The Last Three Minutes

2026.09.04 FRI · 3 STORIES

STORY 02

falのH3 Max Director 途切れない動画をAPIで演出できる

連続生成の動画モデル「H3 Max Director」を、生成AI基盤のfalが米国時間3日にAPIで開放しました。5秒のクリップを繋ぐのではなく、1本のストリームを途切れず生成し続け、登場人物や場面の文脈を保ちます。8月末の実験配信fal.liveの裏側で動いていたモデルです。

Briefing

  • 使い方はWebRTCでセッションを開き、途中でプロンプトを送ると筋が変わる形です。直近12区切りの指示を記憶し、最大50まで増やせます。480pと768p、縦横比は16:9・9:16・1:1、24fps。クライアントSDKはalpha版です。
  • 料金は生成した動画1秒あたり0.02ドル。9月14日までの75%引きで、定価は0.08ドルです。1セッションは最低60秒ぶんの課金で、上限は2分。長いセッションは用途を申請した相手から順に開けるとしています。
  • 8月29日に「H3 Max Live」を披露し、翌日に「来週APIへ」と予告、31日にfal.liveを公開した流れの履行です。昨日のH3 Max Turboに続き、H3 Max系では3本目の出し物になります。

from

ニュース解説

by イケハヤAI

「動画を作る」から「動画を流す」へ。

ぼくはこのAPIを、生成動画がはじめて放送の側に足を踏み入れた瞬間だと見ています。

これまでは5秒作って、繋いで、書き出す。

Directorは見ている人の前で生成が続き、途中の一言で筋が変わる。

fal.liveで視聴者がチャットで番組を動かしていた仕組みが、そのまま自分のアプリに組み込めます。

読者の使いどころは「参加型の短い枠」です。

促販価格なら1分1.2ドル、定価でも4.8ドル。

1時間の常時配信は定価で約290ドルになるので、まだ垂れ流しには向きません。

代わりに、視聴者の投票で展開が変わる2分のライブ、来場者が声で動かす展示、ゲームの合間の生成カット。

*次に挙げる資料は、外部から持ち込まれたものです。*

PR #674, opened 2020-04-24
[test-only] make 'fast_503s_then_revert' simulation fail faster

iamdanfox:
As requested, this changes our "fail fast" simulation scenario so that failures come back _really_ fast.

It is quite expensive to simulate a cumulative 1h30ish of server time for all three strategies, so this test does end up taking ~20s or so.

# [GRAPHS](https://github.com/palantir/dialogue/blob/dfox-patch-19373/simulation/src/test/resources/report.md#fast_503s_then_revertconcurrency_limiter_round_robin)


simulation/src/test/java/com/palantir/dialogue/core/SimulationTest.java
```diff
@@ -198,26 +198,30 @@ public void slow_503s_then_revert() {
...
-                        .until(Duration.ofSeconds(3), "fast 500s")
-                        .handler(h -> h.response(500).linearResponseTime(Duration.ofMillis(10), capacity))
+                        .handler(h -> h.response(200).responseTime(Duration.ofMillis(120)))
+                        .build(),
+                SimulationServer.builder()
+                        .serverName("fast_503s_then_revert")
+                        .simulation(simulation)
+                        .handler(h -> h.response(200).responseTime(Duration.ofMillis(120)))
+                        .until(Duration.ofSeconds(3), "fast 503s")
+                        .handler(h -> h.response(503).responseTime(Duration.ofNanos(10)))
```
carterkozak, line 213: I think we want one sever that always 503s.

iamdanfox: I actually think seeing the transitions are also very useful, and representative of the real world. You get a solid 7 seconds of pure brokenness in the middle

iamdanfox:
@carterkozak so here's the current behaviour on develop: https://github.com/palantir/dialogue/blob/dfox-patch-19373/simulation/src/test/resources/report.md#fast_503s_then_revertconcurrency_limiter_round_robin.

We get 100% success for all strategies, with client-perceived responsetime of 120 and 165ms.

simulation/src/test/java/com/palantir/dialogue/core/SimulationTest.java
carterkozak: That's fair, good point :+1:

carterkozak:
> We get 100% success for all strategies, with client-perceived responsetime of 120 and 165ms.

I wonder if reducing nodes from 3 to 2 better captures the failure scenario we're looking at...

iamdanfox:
I can dial up the simulation length, then some of our retries will definitely get exhausted.

carterkozak (approved):

simulation/src/test/resources/report.md
```diff
@@ -10,9 +10,9 @@
...
-        fast_500s_then_revert[CONCURRENCY_LIMITER_PIN_UNTIL_ERROR].txt:	success=99.9%	client_mean=PT0.078624177S 	server_cpu=PT4M54.840666665S	client_received=3750/3750	server_resps=3750	codes={200=3746, 500=4}
-            fast_500s_then_revert[CONCURRENCY_LIMITER_ROUND_ROBIN].txt:	success=78.5%	client_mean=PT0.056930933S 	server_cpu=PT3M33.490999698S	client_received=3750/3750	server_resps=3750	codes={200=2944, 500=806}
-                      fast_500s_then_revert[UNLIMITED_ROUND_ROBIN].txt:	success=76.4%	client_mean=PT0.055505822S 	server_cpu=PT3M28.146833043S	client_received=3750/3750	server_resps=3750	codes={200=2866, 500=884}
+        fast_503s_then_revert[CONCURRENCY_LIMITER_PIN_UNTIL_ERROR].txt:	success=100.0%	client_mean=PT0.120012009S 	server_cpu=PT1H30M0.00000004S	client_received=45000/45000	server_resps=45004	codes={200=45000}
+            fast_503s_then_revert[CONCURRENCY_LIMITER_ROUND_ROBIN].txt:	success=98.1%	client_mean=PT0.277457972S 	server_cpu=PT1H28M17.7602765S	client_received=45000/45000	server_resps=71798	codes={200=44148, 503=852}
```
iamdanfox, line 14: this 98.1% success rate shows how some requests hit the unlucky 4 coin flips in a row.

PR #677, opened 2020-04-27
Changelog for new Balanced impl

iamdanfox:
I forgot to put a changelog in https://github.com/palantir/dialogue/pull/373, and @dtobin urgently wants a release


iamdanfox:
Power merging because no java changes

PR #678, opened 2020-04-27
Only count IOExceptions toward failures in the balanced strategy

carterkozak:
Missed this in review:
==COMMIT_MSG==
Only count IOExceptions toward failures in the balanced strategy
==COMMIT_MSG==

### DIFF
--- a/changelog/@unreleased/pr-678.v2.yml
+++ b/changelog/@unreleased/pr-678.v2.yml
@@ -1,0 +1,5 @@
+type: improvement
+improvement:
+  description: Only count IOExceptions toward failures in the balanced strategy
+  links:
+  - https://github.com/palantir/dialogue/pull/678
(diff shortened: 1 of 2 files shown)


iamdanfox:
I'm not actually convinced this is better. What if there's actually an IllegalStateException thrown by some inner channel (yes programmer error) but if only happens on one node then it's kinda nice we could route around it??

carterkozak:
I'm not sure how that could happen in a way that indicates status of the connection to the target host.

iamdanfox:
But if the outcome is that we route around that brokenness (irrespective of whether it was a connection problem or just a bug in one of channels), isn't that good?

carterkozak:
I'm not confident that the failure would have anything to do with the channel, but rather the request and endpoint implementations passed in. Perhaps that's not true though.

iamdanfox:
I can imagine possible cases, e.g. 1 url has 5 trailing slashes on it for some reason, but others don't?

carterkozak:
That's a good point :-)

PR #681, opened 2020-04-27
Logs & metrics for the Balanced node selection strategy

iamdanfox:
## Before this PR

We landed new code in https://github.com/palantir/dialogue/pull/373 and I'd like to see graphs in DD of how it's behaving.

## After this PR
==COMMIT_MSG==
Metrics for the Balanced node selection strategy
==COMMIT_MSG==

## Possible downsides?
- every PR we add increases the DD cost...


dialogue-core/src/main/java/com/palantir/dialogue/core/WeakReducingGauge.java
```diff
@@ -48,19 +55,20 @@ public synchronized void add(T sourceElement) {
...
 
-    public static <T> WeakSummingGauge<T> getOrCreate(
-            ToIntFunction<T> toIntFunction,
-            T initialValue,
+    public static <T> WeakReducingGauge<T> getOrCreate(
             TaggedMetricRegistry taggedMetricRegistry,
-            MetricName metricName) {
+            MetricName metricName,
+            ToLongFunction<T> toLongFunc,
+            Function<LongStream, Number> reducingFunction,
```
carterkozak: I think this will be a bit cleaner if we leave streams out of the API, much like the standard collectors. Standard accumulator/combiner model is nice to work with.

iamdanfox: I dunno it's actually really concise, e.g. `LongStream::sum` or `LongStream::average`? It also lets me stick em all in an array so that I can log something if there are multiple.

dialogue-core/src/main/java/com/palantir/dialogue/core/WeakReducingGauge.java
```diff
@@ -32,14 +35,18 @@
  * the final summary integer.
  */
 @ThreadSafe
-final class WeakSummingGauge<T> implements Gauge<Integer> {
-    private final ToIntFunction<T> gaugeFunction;
+public final class WeakReducingGauge<T> implements Gauge<Number> {
```
iamdanfox: Had to make this public because it's needed in `com.palantir.dialogue.{hc4, core}`. Don't really think it's worth moving to tritium, but I also don't really want people to rely on it :/

carterkozak: We can add `internal` to either the package or class name ¯\_(ツ)_/¯

dialogue-core/src/main/java/com/palantir/dialogue/core/WeakReducingGauge.java
carterkozak: No strong opinion since this isn't a reusable library :-)

dialogue-core/src/main/metrics/dialogue-core-metrics.yml
```diff
@@ -72,3 +72,22 @@ namespaces:
...
+  dialogue.roundrobin:
+    docs: Instrumentation for the ROUND_ROBIN node selection strategy (currently implemented by BalancedChannel).
+    metrics:
+      success:
+        type: meter
+        tags: [channel-name, hostIndex]
+        docs: Meter of the requests that were successfully made, tagged by the index of the host. (Note if there are >10
+          nodes this metric will not be recorded).
+
+  dialogue.balanced:
```
carterkozak, line 85: Thoughts on including score in the name for clarity?

iamdanfox: yep the metric comes out as `dialogue.balanced.score` (defined a bit below), this is just the namespace

carterkozak: Oh geez... I can't read.

dialogue-core/src/main/java/com/palantir/dialogue/core/BalancedNodeSelectionStrategyChannel.java
```diff
@@ -161,25 +178,130 @@ public String toString() {
...
+                    longStream -> {
+                        long[] longs = longStream.toArray();
+                        if (longs.length > 1) {
+                            log.warn(
+                                    "Multiple objects contribute to the same gauge, taking the average "
+                                            + "(beware this may be misleading)",
+                                    SafeArg.of("metricName", metricName),
+                                    SafeArg.of("values", Arrays.toString(longs)));
+                        }
+                        return Arrays.stream(longs).average().orElse(0);
```
iamdanfox, line 228: thoughts on `.orElse(-1)` ? Just occurred to me that we could in theory get into a state where these have all been GC'd? and then a score of 0 might seem really desirable?

iamdanfox:
@carterkozak I'm wondering whether it would actually be more useful to write these things to a histogram, so that when the metric-logger samples every 30 seconds, the number would actually represent the score over the entire time period, rather than just at that instant?

It would also let me throw away the weak summing gauge thing, because if multiple channels all updated the same histogram then I think the final number would just represent both?

iamdanfox:
I think we only get `.max` whitelisted though, so might actually need to histogram `1 / (1 + score)`?

carterkozak:
@iamdanfox I'm not sure how that would work, since the histogram must be updated when some sort of event occurs. Do we update the histogram after every `get` and `update` call? Both the histogram and the score have a decaying component, do we need to differentiate the two?

iamdanfox:
mmm the decaying view of a decaying value might be a little confusing for folks... maybe we just run with this initially and if the graphs are garbage we try something else?

carterkozak:
:+1:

上限2分という縛りは、むしろ「枠を区切って売る」設計の指針になります。

留保もあります。

SDKはalpha、品質はfal.liveのチャンネルで自分の目で確かめるのが先です。

それでも、昨日のTurboと今日のDirectorで、動画が「素材」であり「媒体」でもある週になりました。

連日falをお伝えしたのは、そのためです。

このニュースとつながる話

fal.liveまでの1週間

8月29日、falは毎フレームをその場で生成する「H3 Max Live」を披露し、チャットで場面を指示する配信を実演しました。翌日に「実験的な長尺版で、来週APIに出す」と予告し、31日にはチャンネル制のfal.liveを公開しています。

Turboとの値段の違い

9/3号のH3 Max Turboは768pで1秒0.01ドル(促販)でした。Directorは0.02ドルで2倍ですが、クリップの継ぎ目がなく、途中で指示を変えられます。どちらも土台はMiniMaxがオープンウェイトで公開したH3です。